Veneration Of The Dead, Contempt For The Living
Category: Opinion

My Iraqi colleague Abdul Hussein Toameh wrote an article under the above title, another colleague Mohammad Al-Hashemi also wrote on the same subject and I will deal with both articles with some changes and addition.

Toahmeh says that popular protests that took place in Iraq started in Najaf due to poor living conditions and the city’s lack of the most basics amenities to live a decent life.

In contrast, millions of dollars are being wasted on the holy shrines, rituals and religious events in the major cities of Iraq at a time the Ministry of Human Rights says there are more than six million Iraqis living under the poverty line.

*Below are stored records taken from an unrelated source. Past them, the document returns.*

PR #8031, opened 2018-03-14
[WIP] fix issue 7804 - Allow __traits(getMember) as a BasicType

ghost:
To allow `alias AggrMember = __traits(getMember, Aggr, "member");` The `BasicType` grammar must be changed, since it's used by `AliasDeclarationY`.

```diff
BasicType:
    BasicTypeX
    . IdentifierList
    IdentifierList
    Typeof
    Typeof . IdentifierList
    TypeCtor ( Type )
    TypeVector
+    Traits
```

As a bonus, declarations work with a `__traits` as type.
Another more limited option would have been to change the grammar of `AliasDeclarationY`:

```diff
AliasDeclarationY:
    Identifier TemplateParametersopt = StorageClassesopt Type
+    Identifier TemplateParametersopt = StorageClassesopt Traits
    Identifier TemplateParametersopt = FunctionLiteral
```

For now, only Types are handled. A second part will allow this for Symbols.

### DIFF
--- a/src/dmd/astbase.d
+++ b/src/dmd/astbase.d
@@ -4085,6 +4085,24 @@ struct ASTBase
         }
     }
 
+    extern (C++) class TypeTraits : Type
+    {
+        TraitsExp exp;
+        Loc loc;
+
+        extern (D) this(Loc loc, TraitsExp exp)
+        {
+            super(Tident);
+            this.loc = loc;
+            this.exp = exp;
+        }
+
+        override void accept(Visitor v)
+        {
+            v.visit(this);
+        }
+    }
+
     extern (C++) final class TypeIdentifier : TypeQualified
     {
         Identifier ident;
--- a/src/dmd/dmangle.d
+++ b/src/dmd/dmangle.d
@@ -102,6 +102,7 @@ private immutable char[TMAX] mangleChar =
     Tslice       : '@',
     Treturn      : '@',
     Tvector      : '@',
+    Ttraits      : '@',
 ];
 
 unittest
--- a/src/dmd/hdrgen.d
+++ b/src/dmd/hdrgen.d
@@ -784,6 +784,12 @@ public:
         buf.writestring(t.dstring);
     }
 
+    override void visit(TypeTraits t)
+    {
+        //printf("TypeBasic::toCBuffer2(t.mod = %d)\n", t.mod);
+        visit(t.exp);
+    }
+
     override void visit(TypeVector t)
     {
         //printf("TypeVector::toCBuffer2(t.mod = %d)\n", t.mod);
--- a/src/dmd/mtype.d
+++ b/src/dmd/mtype.d
@@ -334,6 +334,7 @@ enum ENUMTY : int
     Tvector,
     Tint128,
     Tuns128,
+    TTraits,
     TMAX,
 }
 
@@ -381,6 +382,7 @@ alias Tnull = ENUMTY.Tnull;
 alias Tvector = ENUMTY.Tvector;
 alias Tint128 = ENUMTY.Tint128;
 alias Tuns128 = ENUMTY.Tuns128;
+alias Ttraits = ENUMTY.TTraits;
 alias TMAX = ENUMTY.TMAX;
 
 alias TY = ubyte;
@@ -512,6 +514,7 @@ extern (C++) abstract class Type : RootObject
             sizeTy[Terror] = __traits(classInstanceSize, TypeError);
             sizeTy[Tnull] = __traits(classInstanceSize, TypeNull);
             sizeTy[Tvector] = __traits(classInstanceSize, TypeVector);
+            sizeTy[Ttraits] = __traits(classInstanceSize, TypeTraits);
             return sizeTy;
         }();
 
@@ -5232,6 +5235,41 @@ extern (C++) final class TypeDelegate : TypeNext
     override bool hasPointers() const
     {
         return true;
+    }
+
+    override void accept(Visitor v)
+    {
+        v.visit(this);
+    }
+}
+
+/**
+ * This is a shell containing a TraitsExp that can be
+ * either resolved to a type or to a symbol.
+ *
+ * The point is to allow AliasDeclarationY to use `__traits(getMember)`
+ * directly (VS using a library helper in the past).
+ */
+extern (C++) final class TypeTraits : Type
+{
+    Loc loc;
+
+    /// The expression to resolve as type or symbol.
+    TraitsExp exp;
+
+    final extern (D) this(Loc loc, TraitsExp exp)
+    {
+        super(Ttraits);
+        this.loc = loc;
+        this.exp = exp;
+    }
+
+    final override Type syntaxCopy()
+    {
+        TraitsExp te = cast(TraitsExp) exp.syntaxCopy();
+        TypeTraits tt = new TypeTraits(loc, te);
+        tt.mod = mod;
+        return tt;
     }
 
     override void accept(Visitor v)
--- a/src/dmd/parse.d
+++ b/src/dmd/parse.d
@@ -513,6 +513,7 @@ final class Parser(AST) : Lexer
             case TOK.union_:
             case TOK.class_:
             case TOK.interface_:
+            case TOK.traits:
             Ldeclaration:
                 a = parseDeclarations(false, pAttrs, pAttrs.comment);
                 if (a && a.dim)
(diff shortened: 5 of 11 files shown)


src/dmd/parse.d
```diff
@@ -3497,6 +3498,25 @@ final class Parser(AST) : Lexer
...
+            AST.Expression e = parsePrimaryExp();
+            AST.TraitsExp te = cast(AST.TraitsExp) e;
+            if (!te)
+            {
+                error("invalid `__traits` expression");
+                break;
+            }
+            else if (strcmp(te.ident.toChars, "getMember") != 0)
+            {
+                error("invalid `__traits`, only `getMember` can be aliased and not `%s`",
```
jacob-carlborg: Should this really be handled by the parser?

BBasile: No. It's a semantic thing that's handled eagerly.

AndrejMitrovic:
Nice work on handling such an ancient issue!

src/dmd/dmangle.d
```diff
@@ -102,6 +102,7 @@ private immutable char[TMAX] mangleChar =
     Tslice       : '@',
     Treturn      : '@',
     Tvector      : '@',
+    TTraits      : '@',
```
jacob-carlborg: I think this should be `Ttraits` to follow the naming conventions.

src/dmd/parse.d
```diff
@@ -3497,6 +3498,27 @@ final class Parser(AST) : Lexer
             t = parseVector();
             break;
 
+        case TOK.traits:
+        {
+            AST.TraitsExp te;
+            if (AST.Expression e = parsePrimaryExp())
+                te = cast(AST.TraitsExp) e;
```
RazvanN7: How about : 

```d
AST.Traits te = cast(AST.TraitsExp)parsePrimaryExp();
```

src/dmd/parse.d
```diff
@@ -3497,6 +3498,27 @@ final class Parser(AST) : Lexer
...
+                t = new AST.TypeError;
+            }
+            else if (strcmp(te.ident.toChars, "getMember") != 0)
+            {
+                // even if this is not a grammar error, it's not worth continuing.
+                error("invalid `__traits`, only `getMember` can be aliased and not `%s`",
+                    te.ident.toChars);
+                t = new AST.TypeError;
+            }
+            else t = new AST.TypeTraits(loc, te);
```
RazvanN7: Brackets for if/else bodies should be consistent (use `{}` for all or for none).

src/dmd/hdrgen.d
```diff
@@ -784,6 +784,12 @@ public:
         buf.writestring(t.dstring);
     }
 
+    override void visit(TypeTraits t)
```
RazvanN7: A similar visit method should be added in the `ParseTimeTransitiveVisitor` [1] otherwise the tree traversal will be truncated.

[1] https://github.com/dlang/dmd/blob/master/src/dmd/transitivevisitor.d

src/dmd/mtype.d
```diff
@@ -5220,6 +5224,35 @@ extern (C++) final class TypeDelegate : TypeNext
     }
 }
 
+/**
+ */
+extern (C++) final class TypeTraits : Type
```
RazvanN7: Please add some documentation for this class : why is it needed, when it is created and what information is kept in each field. Hope that is the intent with the empty comments :+1:

RazvanN7 (changes requested):
Cool addition! Thanks!

src/dmd/mtype.d
BBasile: Indeed i planned to do it but forgot to.

BBasile:
First part, handling of types, is done now. Will start the second soon.

src/dmd/parse.d
```diff
@@ -3497,6 +3498,28 @@ final class Parser(AST) : Lexer
...
 
+        case TOK.traits:
+        {
+            AST.TraitsExp te = cast(AST.TraitsExp) parsePrimaryExp();
+            if (!te)
+            {
+                // error already emitted while parsing primary
+                t = new AST.TypeError;
+            }
+            else if (strcmp(te.ident.toChars, "getMember") != 0)
```
WalterBright: strcmp must die. Really, everyone, please stop using it! Use `if (te.ident == Id.getMember)`.

src/dmd/typesem.d
```diff
@@ -1307,6 +1307,21 @@ private extern (C++) final class TypeSemanticVisitor : Visitor
...
+        import dmd.traits : semanticTraits;
+        import dmd.dtemplate : getType;
+
+        result = null;
+        if (Expression e = semanticTraits(mtype.exp, sc))
+            if (Type t = getType(e))
+                result = t.addMod(mtype.mod);
+        //if (result) printf("TypeTraits found to be %s\n".ptr, result.toChars);
+        if (result is null)
+            mtype.error(loc, "`%s` cannot be resolved to a valid type",
```
WalterBright: definitely need a test case for this

src/dmd/mtype.d
```diff
@@ -334,6 +334,8 @@ enum ENUMTY : int
     Tvector,
     Tint128,
     Tuns128,
+
```
WalterBright: no purpose to blank line

src/dmd/parse.d
wilzbach: Would be good to approve https://github.com/dlang/dmd/pull/7893 then, s.t. we can start using DStrings everywhere.

src/dmd/hdrgen.d
```diff
@@ -784,6 +784,12 @@ public:
...
+    {
+        //printf("TypeBasic::toCBuffer2(t.mod = %d)\n", t.mod);
+        visit(t.exp);
```
WalterBright: need test case

src/dmd/mtype.d
```diff
@@ -5220,6 +5224,42 @@ extern (C++) final class TypeDelegate : TypeNext
     }
 }
 
+/**
+ * This type is a shell containing a TraitsExp that can be
```
WalterBright: `This type is a` is completely redundant and can be elided.

wilzbach:
(@reviewers: don't forget that this requires a PR to dlang.org with the spec update before this can be merged)

src/dmd/mtype.d
```diff
@@ -5220,6 +5224,42 @@ extern (C++) final class TypeDelegate : TypeNext
...
+    Loc loc;
+
+    /// The expression to resolve as type or symbol.
+    TraitsExp exp;
+
+    final extern (D) this(Loc loc, TraitsExp exp)
+    {
+        this.loc = loc;
+        this.exp = exp;
+        super(Ttraits);
```
WalterBright: super call should go first.

src/dmd/mtype.d
```diff
@@ -5220,6 +5224,42 @@ extern (C++) final class TypeDelegate : TypeNext
...
+    }
+
+    final override Type syntaxCopy()
+    {
+        TypeTraits tt;
+        TraitsExp te = cast(TraitsExp) exp.syntaxCopy();
+        tt = new TypeTraits(loc, te);
```
WalterBright: Declare `tt` here, not on line 5250

src/dmd/astbase.d
```diff
@@ -4085,6 +4085,24 @@ struct ASTBase
         }
     }
 
+    extern (C++) class TypeTraits : Type
```
WalterBright: Needs an entry in `visitor.d`, too.

src/dmd/parse.d
```diff
@@ -3497,6 +3498,28 @@ final class Parser(AST) : Lexer
             t = parseVector();
             break;
 
+        case TOK.traits:
```
WalterBright: Also needs entry in `isBasicType()`, `parseMixin()`, `parseStatement()`, `parsePrimaryExp()` and `parseUnaryExp()`. Basically, just look at where `TOK.typeof_` appears, which is very similar.

WalterBright:
I approve of the concept, but this needs much work. It'll need 100% test coverage. It also needs a changlog entry, and a spec change.

src/dmd/astbase.d
BBasile: If i do so i get a conflict with the entry in `transitivevisitor.d`

BBasile:
I give the hand if someone wants to continue. It's not too hard to finish but i don't want to work anymore.

BBasile:
This was almost finished actually, the second part didn't require to add a new AST node.
Unfortunately i have to open another PR because i have forced pushed.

Abundant wonderful services are available inside the shrines which are visited annually by millions of pilgrims while at the same time millions of people outside the shrines suffer due to lack or no water, no electricity, no health, no education, no agriculture, and no industry.

How can we accept to see scores of poor Iraqis– children, old men and women wearing shabby clothes seeking financial assistance – outside these shrines in total humiliation? Strange enough, those who go to these places are suffering from some kind of disease but fail to notice that those who are in charge of the places are frequenting major capitals of the world looking for better medical treatment abroad.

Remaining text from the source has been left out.